Problem 3 — AC supplies

Set up. Convert the unfactored phase into factored form, then in seconds, then find the new peak time.

(i) $100\pi t - \pi/3 = 100\pi(t - (\pi/3)/(100\pi)) = 100\pi(t - 1/300)$. So $c = 1/300\,\text{s}$.

(ii) $c = 1/300\,\text{s} = $ $3.333$ ms (to 3 dp).

(iii) $V_{\text{AU}}$ peaks at $t = 1/200$ s. $V_{\text{BU}}$ peaks $c = 1/300$ s later: $1/200 + 1/300 = 3/600 + 2/600 = $ $5/600 = 1/120$ s $\approx 8.33$ ms.

Problem 4 — Gear teeth

Set up. Read the model's parameters, convert period to degrees, count teeth, then compare two gears' phase shifts.

(i) Midline $5$ cm, amplitude $0.4$ cm, period $= 2\pi / 20 = \pi/10$ rad. Phase shift $0.05$ rad right. In degrees: period $= (\pi/10) \times (180/\pi) = $ $18^\circ$.

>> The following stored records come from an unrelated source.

Issue #10933, opened 2026-08-22
Define model naming and pluralization contract


bytaesu:
## Problem

The interaction between schema keys, custom `modelName` values, and `usePlural` is not consistently defined.

This causes already-plural names such as `jwks` and `accounts` to become `jwkss` and `accountss`.

Although undesirable, this is observable behavior that may already be reflected in deployed schemas. Changing it can rename existing tables or relation keys and break existing applications.

## Goal

Define the model-naming and pluralization contract for schema keys, physical model names, relation keys, and `usePlural` across core, adapters, plugins, and schema generators.

Audit current behavior and determine backward-compatibility and migration requirements before changing the implementation.

### Pluralization behavior

- #10930
- #10931
- #7773
- #7786
- #6198
- #3069
- #3084
- #6132
- #7814

### Naming contract and configuration

- #10616
- #10631
- #10695
- #7323

PR #10994, opened 2026-08-25
fix(core): do not double-pluralize model names ending in s

### LINKED ISSUE #10930: When `usePlural=true`, `jwks` table become `jwkss`

### Reproduction

1. Set `database.usePlural = true`, add `jwt` plugin
2. Run database migration

~~jwkß imo~~

Rename `jwks` to `jwt`, then `usePlural` can work correctly.

```diff
-export const jwkss = pgTable('jwkss', {
+export const jwks = pgTable('jwks', {
   id: text('id').primaryKey(),
   publicKey: text('public_key').notNull(),
   privateKey: text('private_key').notNull(),
   createdAt: timestamp('created_at').notNull(),
   expiresAt: timestamp('expires_at'),
   alg: text('alg'),
   crv: text('crv'),
 });
```

1.7.1

### System info

```bash
{
  "system": {
    "platform": "win32",
    "arch": "x64",
    "version": "Windows 11 Home China",
    "release": "10.0.26200",
    "cpuCount": 14,
    "cpuModel": "Intel(R) Core(TM) Ultra 5 225H",     
    "totalMemory": "31.50 GB",
    "freeMemory": "6.67 GB"
  },
  "node": {
    "version": "v24.18.0",
    "env": "development"
  },
  "packageManager": {
    "name": "bun",
    "version": "1.4.0"
  },
  "frameworks": [
    {
      "name": "nuxt",
      "version": "^4.5.2"
    }
  ],
  "databases": [
    {
      "name": "postgres",
      "version": "^3.4.9"
    },
    {
      "name": "drizzle",
      "version": "1.0.0-rc.4"
    }
  ],
  "betterAuth": {
    "version": "Unknown",
    "config": null,
    "error": "Couldn't read your auth config. Make sure to default export your auth instance or to export as a variable named auth."
  }
}
```

Backend

```typescript

```

### Additional context

_No response_

jashkarangiya:
## Summary

With `usePlural` enabled, `getModelName` appended an `s` unconditionally, so the already-plural `jwks` table was generated with an extra trailing `s`. The same happened to any custom `modelName` ending in `s`.

Closes #10930

## The fix

```diff
+/** `jwks` is already plural, so appending another `s` gives `jwkss`. */
+const pluralize = (name: string) => (name.endsWith("s") ? name : `${name}s`);
```

Applied to both branches of `getModelName`, so it covers the built-in `jwks` model and user-supplied `modelName` overrides that are already plural.

Fixed at `getModelName` rather than special-casing `jwks` at the call sites, since every adapter and the schema generators route through it.

## Tests

New `get-model-name.test.ts`: an already-plural model stays unchanged, a singular model still pluralizes, and `usePlural: false` leaves both alone.

The first case fails on the unpatched code with `expected the doubled name to be `jwks``.

`packages/core` and `packages/better-auth/src/db` are 688 passing, and `pnpm typecheck` reports no new errors. The single failure (`preserve a forced UUID on postgres`) needs Docker and fails identically on a clean `main`.

### DIFF
--- a/.changeset/jwks-plural.md
+++ b/.changeset/jwks-plural.md
@@ -1,0 +1,5 @@
+---
+"@better-auth/core": patch
+---
+
+Stop double-pluralizing model names that already end in `s` when `usePlural` is enabled. The `jwks` table was generated with an extra trailing `s`.
--- a/packages/core/src/db/adapter/get-model-name.test.ts
+++ b/packages/core/src/db/adapter/get-model-name.test.ts
@@ -1,0 +1,28 @@
+import { describe, expect, it } from "vitest";
+import { initGetModelName } from "./get-model-name";
+
+const schema = {
+	user: { modelName: "user", fields: {} },
+	jwks: { modelName: "jwks", fields: {} },
+} as any;
+
+describe("getModelName usePlural", () => {
+	/**
+	 * @see https://github.com/better-auth/better-auth/issues/10930
+	 */
+	it("does not double-pluralize a model that already ends in s", () => {
+		const getModelName = initGetModelName({ usePlural: true, schema });
+		expect(getModelName("jwks")).toBe("jwks");
+	});
+
+	it("still pluralizes singular models", () => {
+		const getModelName = initGetModelName({ usePlural: true, schema });
+		expect(getModelName("user")).toBe("users");
+	});
+
+	it("leaves names alone when usePlural is off", () => {
+		const getModelName = initGetModelName({ usePlural: false, schema });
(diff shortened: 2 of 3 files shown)


bytaesu:
Hi @jashkarangiya,

We're tracking this here https://github.com/better-auth/better-auth/issues/10933

Even if it's grammatically correct, changing it now would break our backward compatibility contract.

jashkarangiya:
Thanks, closing in favour of #10933. Agreed the rename is a backward-compatibility break, not a bugfix: anyone already running usePlural has the current names in their deployed schema, so this needs the contract and migration path defined first.

PR #11056, opened 2026-08-29
fix(oauth): revoke tokens when consent is deleted

### LINKED ISSUE #10386: feat(oauth-provider): revoke issued tokens when a user removes a consent (no user-facing revocation today)
### Summary

A user currently has **no way to revoke the tokens of a connected client**. `/oauth2/delete-consent` removes the consent row only, `/oauth2/revoke` (RFC 7009) is client-authenticated, and session deletion deliberately keeps `offline_access` refresh tokens. Since refresh tokens are only issued when `offline_access` is granted, in practice **no user-initiated action revokes a refresh token**. This makes OWASP ASVS 5.0 **L2** (V10 §10.4.9) unattainable.

### Current behaviour (`@better-auth/oauth-provider@1.7.0-rc.1`)

- `/oauth2/delete-consent` deletes the `oauthConsent` row; no token is touched.
- `/oauth2/revoke` requires client credentials, so it is a client-facing endpoint (RFC 7009), not a user-facing one — a user does not hold the token value.
- The plugin registers `databaseHooks.session.delete.before` → `revokeAndPlanBackchannelLogout`, which revokes session-bound access tokens and refresh tokens **except** those carrying `offline_access`. The doc comment states this explicitly:

  > `offline_access` refresh tokens survive so long-lived API access can outlive the browser session.

- Token issuance only creates a refresh token when `offline_access` is among the granted scopes.

So for the common case (an API/MCP client holding an `offline_access` refresh token), logging out, revoking the session, and deleting the consent all leave the refresh token usable until the sliding inactivity window lapses.

### Why this matters

OWASP ASVS 5.0, V10 (OAuth and OIDC):

> **10.4.9** (L2) — Verify that refresh tokens and reference access tokens can be revoked by an authorized user using the authorization server user interface, to mitigate the risk of malicious clients or stolen tokens.

A user who removes an application from a "connected apps" screen reasonably expects that application to lose access. Today it keeps refreshing.

### Proposal

When a user deletes a consent via `/oauth2/delete-consent` (and, when scopes are narrowed, on `/oauth2/update-consent`), revoke the `oauthAccessToken` / `oauthRefreshToken` rows for that `(userId, clientId)` pair — either as the default behaviour, or behind an option (e.g. `revokeTokensOnConsentDelete?: boolean`, defaulting to `true`).

This keeps the deliberate "offline_access survives logout" semantics intact (logout ≠ consent removal) while giving the user an actual revocation path.

Happy to open the PR if the direction is agreed.

Garv978:
## What does this PR do?

Revokes OAuth access and refresh tokens when a user deletes their OAuth consent.

This ensures that removing a connected application also invalidates tokens issued to that client.

## Changes

- Revoke `oauthAccessToken` records associated with the deleted consent.
- Revoke `oauthRefreshToken` records associated with the deleted consent.
- Keep the existing logout/session deletion behavior unchanged.
- Add test coverage verifying that associated tokens are revoked.

## Testing

- `pnpm vitest --run src/oauthConsent/endpoints.test.ts`
- Full test suite: 923 tests passed
- `git diff --check`

Closes #10386

---
## Summary by cubic
Revokes OAuth access and refresh tokens when a user deletes their OAuth consent, scoped to the consent's `referenceId` so only that removed app's credentials are invalidated. Previously, deleting a consent left its tokens active; now standalone access tokens without a linked refresh token are revoked too, while tokens for other consented apps stay valid. Logout and session deletion behavior is unchanged.

**Also in this PR**
- Prevents slow parsing of malformed custom-scheme callback URLs in trusted-origin checks.
- Aligns generated OpenAPI required fields with Zod 4.5, including passkey registration responses.
- Optimizes request IP validation and organization role permission checks.
- Upgrades `zod` to 4.5.4 through the workspace catalog.
- Consolidates dashboard plugin docs into `dashboard.mdx` with redirects, and adds the social provider contribution policy and community plugin listings.
- Updates the SAML test mock IdP to use redirect binding.

<sup>Written for commit 74e76bc96f7a405b375ddf4d371365aaca5ec1bb. Summary will update on new commits.</sup>

<a href="https://cubic.dev/pr/better-auth/better-auth/pull/11056?utm_source=github" target="_blank" rel="noopener noreferrer" data-no-image-dialog="true"><picture><source media="(prefers-color-scheme: dark)" srcset="https://www.cubic.dev/buttons/review-in-cubic-dark.svg"><source media="(prefers-color-scheme: light)" srcset="https://www.cubic.dev/buttons/review-in-cubic-light.svg">Review in cubic</picture></a>


Garv978:
@gustavovalverde I’m a bit confused about the latest review comment and would really appreciate some guidance on how I should proceed. 🙏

(ii) Teeth $= 360^\circ / 18^\circ = $ $20$ teeth.

(iii) Additional shift in $h_2$ relative to $h_1$ is $\pi/20$ rad (i.e. $9^\circ$, exactly half a tooth spacing). Mechanically this is the meshing offset — tooth peaks of one gear align with tooth valleys of the other, which is exactly what enables them to mesh smoothly.

Problem 5 — Racing pendulums

Set up. B was released $0.5$ s before A, so its "$t = 0$ event" is at $t = -0.5$ in the global clock — i.e. $x_B(t) = x_A(t + 0.5) = 0.2\sin(\pi(t + 0.5))$.

(i) $x_B(t) = 0.2\sin(\pi(t - (-0.5))) = $ $0.2\sin(\pi(t + 0.5))$ (or equivalently $0.2\sin(\pi t + \pi/2)$). Amplitude $0.2$, period $2$ s, phase shift $0.5$ s left, vertical shift $0$.

(ii) $x_B(0) = 0.2\sin(\pi \cdot 0.5) = 0.2 \sin(\pi/2) = 0.2 \times 1 = $ $0.2$ m (i.e. B is at its maximum displacement at $t = 0$, since it had a quarter-period head start).

(iii) The claim is incorrect. "In phase" requires not just matching amplitude and period but also a phase shift that is an integer multiple of the period. Period is $2$ s; B has phase shift $-0.5$ s, which is $-1/4$ of a period — neither $0$ nor any integer multiple. So B is not in phase with A (in fact it's at quadrature — $90^\circ$ phase difference).